The Apple Tree Conundrum

“There may have been a strong wind blowing the day the apple fell from the tree” was the quote I heard on a sitcom recently.

Everyone thinks they are very different from their parents. Some try their best to be different from their parents. Can one really be that different, even if they live in different continents or in completely juxtaposed opposite lives?

It always amazes me to think how different (and alike) we are from our parents (and children) and where these similarities start or end.

Recently I was reminded of an incidence in my seventh/eighth grade. I was sad the day my mom told me to stop associating with a new friend because he came from a “different” type of family. In the mid 70s/80s in Bangladesh, we were the limited income families and my new friend’s parents came from a “baniya” (business) background and had more of a freewheeling (money spending) lifestyle. My mother explained that they had very different “values” and I couldn’t be friends with him no more!

It seems bizarre in today’s context, but I lost my friend and since then, have not re-connected with him.

Recently, we told our teenager to stop mixing with one of her friends because we found her parents to be obnoxious and rude (from many different, unexplained dimensions). I know it sounds weird, but the question remains: can the apple really fall that far from the tree?

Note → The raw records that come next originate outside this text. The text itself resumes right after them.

PR #641, opened 2019-08-09
Integration test wait for ready

meejah:
(Originally from https://github.com/tahoe-lafs/tahoe-lafs/pull/639)

fixes:ticket:3237

Use the status-api to determine if a client is ready to go in the integration tests, replacing usage of `time.sleep` hacks.

---
This change is [Reviewable](https://reviewable.io/reviews/tahoe-lafs/tahoe-lafs/641)


meejah:
This should be good-to-go; integration is failing "because chutney stuff"

integration/util.py
```diff
@@ -357,5 +384,103 @@ def cli(request, reactor, node_dir, *argv):
...
+    We will try for up to `timeout` seconds for the above conditions
+    to be true. Otherwise, an exception is raised
+    """
+    start = time.time()
+    while (time.time() - start) < float(timeout):
+        try:
+            data = web_get(process.node_dir, u"", params={u"t": u"json"})
+        except ValueError as e:
+            print("waiting because '{}'".format(e))
+        js = json.loads(data)
```
pythonhacker: Possibility of exception in here ? For example if data is invalid JSON.

integration/util.py
```diff
@@ -357,5 +384,103 @@ def cli(request, reactor, node_dir, *argv):
...
+            print("waiting because no servers at all")
+            time.sleep(1)
+            continue
+        server_times = [
+            server['last_received_data']
+            for server in js['servers']
+        ]
+        # if any times are null/None that server has never been
+        # contacted (so it's down still, probably)
+        if any([t is None for t in server_times]):
```
pythonhacker: nitpicking... You really don't need the [...] when using any.

integration/util.py
```diff
@@ -357,5 +384,103 @@ def cli(request, reactor, node_dir, *argv):
...
+      - every storage-server has a "last_received_data" and it is
+        within the last `liveness` seconds
+
+    We will try for up to `timeout` seconds for the above conditions
+    to be true. Otherwise, an exception is raised
+    """
+    start = time.time()
+    while (time.time() - start) < float(timeout):
+        try:
+            data = web_get(process.node_dir, u"", params={u"t": u"json"})
```
pythonhacker: Any chance of this causing a HTTP timeout error ? Saying cuz its not caught here.

integration/conftest.py
```diff
@@ -306,20 +309,22 @@ def tor_introducer_furl(tor_introducer, temp_dir):
...
+            _create_node(
+                reactor, request, temp_dir, introducer_furl, flog_gatherer, name,
+                web_port=None, storage=True,
             )
         )
-    #nodes = pytest_twisted.blockon(DeferredList(nodes))
+    nodes_status = pytest_twisted.blockon(DeferredList(nodes_d))
+    nodes = []
+    for ok, process in nodes_status:
+        assert ok, "Storage node creation failed: {}".format(process)
```
pythonhacker: Did not understand using "ok" for this variable name. You expect this to be True, but it could be False as well. "assert ok" looks kind of odd.

integration/test_magic_folder.py
```diff
@@ -383,10 +384,11 @@ def test_edmond_uploads_then_restarts(reactor, request, temp_dir, introducer_fur
     # re-starting edmond right now would "normally" trigger the 2880 bug
 
     # kill edmond
-    edmond.signalProcess('TERM')
-    yield edmond._protocol.exited
+    edmond.transport.signalProcess('TERM')
+    yield edmond.transport.exited
     time.sleep(1)
```
pythonhacker: Arbitrary sleep ? Dont know the full logic yet but wondering if this could be removed.

integration/conftest.py
```diff
@@ -2,6 +2,7 @@
 
 import sys
 import shutil
+import json
```
pythonhacker: Actually you are not using anything from this module, so can be removed.

integration/util.py
```diff
@@ -9,6 +10,8 @@
 from twisted.internet.protocol import ProcessProtocol
 from twisted.internet.error import ProcessExitedAlready, ProcessDone
 
+import requests
+
```
pythonhacker: white space

integration/util.py
meejah: Yes, I think that's fine though; if we do get any exception it'll bubble out into the test and it will fail. (Or, what else could we do?)

meejah: Oh, I see what you mean; maybe we want to do the loop again if this fails .. yes

integration/util.py
```diff
@@ -357,5 +384,103 @@ def cli(request, reactor, node_dir, *argv):
...
+
+def web_get(node_dir, uri_fragment, **kwargs):
+    """
+    Make a GET request to the webport of `node_dir`. This will look
+    like: `http://localhost:<webport>/<uri_fragment>`. All `kwargs`
+    are passed on to `requests.get`
+    """
+    url = node_url(node_dir, uri_fragment)
+    resp = requests.get(url, **kwargs)
```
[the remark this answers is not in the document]
meejah: I here that is fine; it will bubble out to the test (and fail).

PR #648, opened 2019-08-14
Refactor mutable share write implementation

exarkun:
Fixes: ticket:3241

---
This change is [Reviewable](https://reviewable.io/reviews/tahoe-lafs/tahoe-lafs/648)

### DIFF
--- a/src/allmydata/test/test_storage.py
+++ b/src/allmydata/test/test_storage.py
@@ -1398,6 +1398,17 @@ class MutableServer(unittest.TestCase):
         leases = list(ss.get_slot_leases(storage_index))
         self.assertEqual([], leases)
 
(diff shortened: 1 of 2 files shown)


src/allmydata/test/test_storage.py
```diff
@@ -1369,6 +1369,81 @@ def test_remove(self):
...
+        self.assertEqual(
+            list(ss.get_slot_leases(b"si1")),
+            [],
+        )
+
+    def test_remove_non_present(self):
+        """
+        A write vector which would remove a share completely can be applied on a
+        server which does not have the share as a no-op.
+        """
```
meejah: maybe "is a no-op if the server doesn't have the share" ..? (The original above took me a few tries to grok ..)

PR #649, opened 2019-08-14
Port introweb to use twisted.web.template

habnabit:
A small/proof of concept port to show that not much has to change to use twt instead of nevow.

The tests failed without also switching to use an actual html parser. The attributes were scrambled around compared to what the substring test expected, so something more involved was necessary. I know `html5lib` is/will be used in the tests in the near future, so this seems fine.

---
This change is [Reviewable](https://reviewable.io/reviews/tahoe-lafs/tahoe-lafs/649)

### DIFF
--- a/setup.py
+++ b/setup.py
@@ -341,6 +341,8 @@ setup(name="tahoe-lafs", # also set in __init__.py
               "towncrier",
               "testtools",
               "fixtures",
+              "beautifulsoup4",
+              "html5lib",
           ],
           "tor": [
               "foolscap[tor] >= 0.12.5",
--- a/src/allmydata/test/web/common.py
+++ b/src/allmydata/test/web/common.py
@@ -9,12 +9,21 @@ FAVICON_MARKUP = '<link href="/icon.png" rel="shortcut icon" />'
 
 
 def assert_soup_has_favicon(testcase, soup):
+    """
+    Using a ``TestCase`` object ``testcase``, assert that the passed in
+    ``BeautifulSoup`` object ``soup`` contains the tahoe favicon link.
+    """
     links = soup.find_all(u'link', rel=u'shortcut icon')
     testcase.assert_(
         any(t[u'href'] == u'/icon.png' for t in links), soup)
 
 
 def assert_soup_has_text(testcase, soup, text):
+    """
+    Using a ``TestCase`` object ``testcase``, assert that the passed in
+    ``BeautifulSoup`` object ``soup`` contains the passed in ``text`` anywhere
+    as a text node.
+    """
     testcase.assert_(
         soup.find_all(string=re.compile(re.escape(text))),
         soup)
--- a/src/allmydata/test/web/common.py
+++ b/src/allmydata/test/web/common.py
@@ -1,6 +1,18 @@
 
+import re
+
 unknown_rwcap = u"lafs://from_the_future_rw_\u263A".encode('utf-8')
 unknown_rocap = u"ro.lafs://readonly_from_the_future_ro_\u263A".encode('utf-8')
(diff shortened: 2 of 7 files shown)


src/allmydata/web/introweb.py
```diff
@@ -49,17 +51,28 @@ def render_JSON(self, req):
...
-        return get_package_versions_string()
-    def data_import_path(self, ctx, data):
-        return str(allmydata).replace("/", "/ ") # XXX kludge for wrapping
-    def data_my_nodeid(self, ctx, data):
-        return idlib.nodeid_b2a(self.introducer_node.nodeid)
-
-    def render_announcement_summary(self, ctx, data):
+
+class IntroducerRootElement(Element):
+
```
meejah: Could benefit from a docstring.

src/allmydata/web/common.py
```diff
@@ -461,6 +461,99 @@ def _get_renderer(self, fmt):
...
+        or by ``formatDefault``).
+
+        :return: The result of the selected renderer.
+        """
+        t = get_arg(req, self.formatArgument, self.formatDefault)
+        renderer = self._get_renderer(t)
+        return renderer(req)
+
+
+    def _get_renderer(self, fmt):
```
meejah: Theoretically I think we're trying to follow pep8 for new Tahoe code (this looks like Twisted convention). There are still tons of places with *zero* spaces between functions :( but I think 1 blank for methods, 2 blanks for top-level functions / classes is what we're aiming at.

src/allmydata/test/web/common.py
```diff
@@ -1,6 +1,18 @@
...
+import re
+
 unknown_rwcap = u"lafs://from_the_future_rw_\u263A".encode('utf-8')
 unknown_rocap = u"ro.lafs://readonly_from_the_future_ro_\u263A".encode('utf-8')
 unknown_immcap = u"imm.lafs://immutable_from_the_future_imm_\u263A".encode('utf-8')
 
 FAVICON_MARKUP = '<link href="/icon.png" rel="shortcut icon" />'
+
+def assert_soup_has_favicon(testcase, soup):
+    links = soup.find_all('link', rel='shortcut icon')
```
exarkun: docstrings for _all_ new APIs please :)  I know the codebase currently sets a poor example in that regard. :(

exarkun: Also, there should probably rarely be new native string literals being added.  Bytes or unicode?

habnabit: Got it. I think bs4 wants text on everything so I'll make these unicode literals.

I'll check the rest of the string literals but unfortunately I think some will have to be native strings since they're applied as keyword arguments.

src/allmydata/web/common.py
habnabit: Since there's some twisted mixed in with the lot.. you mean spacing-wise 1/2 blanks instead of the twisted 2/3? I haven't been sure about how to handle naming but it seems like `lower_with_underscores` for new code.

meejah: Yes to both :)

setup.py
```diff
@@ -360,15 +360,9 @@ def run(self):
...
-              "txtorcon >= 0.17.0", # in case pip's resolver doesn't work
-          ],
-          "i2p": [
-              "foolscap[i2p] >= 0.12.6",
-              "txi2p >= 0.3.2", # in case pip's resolver doesn't work
-          ],
+          ] + tor_requires + i2p_requires,
+          "tor": tor_requires,
+          "i2p": i2p_requires,
       },
```
exarkun: Hm why is Github showing me this hunk...

habnabit: Could be that it was calculated before I merged upstream?

habnabit: It says 'outdated' now.

PR #650, opened 2019-08-19
Pass _Config object to storage plugin client resource

exarkun:
Fixes: ticket:3242

---
This change is [Reviewable](https://reviewable.io/reviews/tahoe-lafs/tahoe-lafs/650)


exarkun:
The python 2 regression test failure is addressed by https://github.com/tahoe-lafs/tahoe-lafs/pull/651

PR #652, opened 2019-08-19
Port allmydata.web.info to twisted.web.template

habnabit:
Much the same as #649, but port another small file/template.

---
This change is [Reviewable](https://reviewable.io/reviews/tahoe-lafs/tahoe-lafs/652)

### DIFF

The ultimate debate of “nature” vs. “nurture” rages on in academia, but what my mother did some thirty years ago and what we are trying to do, today, are ironically not that different. Sometimes misguided, (but mostly on mark,) parental instincts, always drive us to try and protect our children from harm and heartbreak. We have this inner confidence that, having been through our own experiences, we now have much more wisdom (!) to pass our learning to our naïve children.

Sometimes I wonder, had I remained friends with that lanky kid in Dhaka, would I have turned up, somehow, a different person? Many of my parents friends’ children, coming from these “middle/limited income families” made ostentatiously egregious life-choices and didn’t turn out any better/worse.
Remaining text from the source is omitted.